CBSU bibliography search
To request a reprint of a CBSU publication, please click here to send us an email (reprints may not be available for all publications)
Explaining the effects of attention on lexical processes using a single Hebbian neuronal model of the language cortex.
GARAGNANI, M., Wennekers, T. & PULVERMULLER, F.
39th Annual General Meeting of the European Brain & Behaviour Society - Trieste, Italy, Sept. 2007. p.13.
Year of publication:
Meaningful familiar stimuli and senseless unknown materials lead to different patterns of brain activation. The major neurophysiological response indexing “sense” is the N400, a late event-related brain response larger for senseless materials (e.g., meaningless pseudowords) than for matched meaningful words.

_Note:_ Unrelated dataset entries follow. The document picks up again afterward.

PR #4048, opened 2022-01-10
chore: Update botbuilder-js-daily.yml

munozemilio:
#minor

### DIFF
--- a/build/yaml/botbuilder-js-daily.yml
+++ b/build/yaml/botbuilder-js-daily.yml
@@ -106,18 +106,10 @@ steps:
 
 - template: templates/list-files.yml
 
-- task: DeleteFiles@1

More recently, however, early differences have also been recorded, using Magneto- and Electro-Encephalography (MEG and EEG) – for example, in the Mismatch Negativity (MMN, latency 100-250ms). The MMN is elicited even when subjects are heavily distracted and, in this case, is larger for words than for pseudowords, thus exhibiting the reverse pattern seen for the N400. So far, no single account has been able to explain these seemingly contradictory results. We implemented a neuroanatomically grounded neural-network model of the left-perisylvian language cortex and used it to simulate brain processes of early language acquisition. The network was repeatedly confronted with activation patterns and allowed to adapt by means of Hebbian (long-term potentiation and depression) mechanisms: we observed the formation of input-specific neuronal circuits, i.e., sets of strongly interconnected neurons distributed over a range of areas which responded only to known patterns (“words”). The trained model was then used to simulate the neurophysiological response of the language cortex to words and senseless pseudowords stimuli. We found that variation of the amount of global inhibition of the network (which we interpret as the model correlate of attention) modulated the simulated brain response to words and pseudowords, producing either an N400- or an MMN-like response depending on the amount of global inhibition (or available attentional resources).Our model (1) demonstrates the viability of purely Hebbian, associative learning in a multi-layered network architecture, (2) offers a unifying explanatory account for seemingly inconsistent experimental observations, and (3) makes clear predictions on the effects of attention on latency and magnitude of ERPs to lexical items. Such predictions have been confirmed by recent experimental evidence.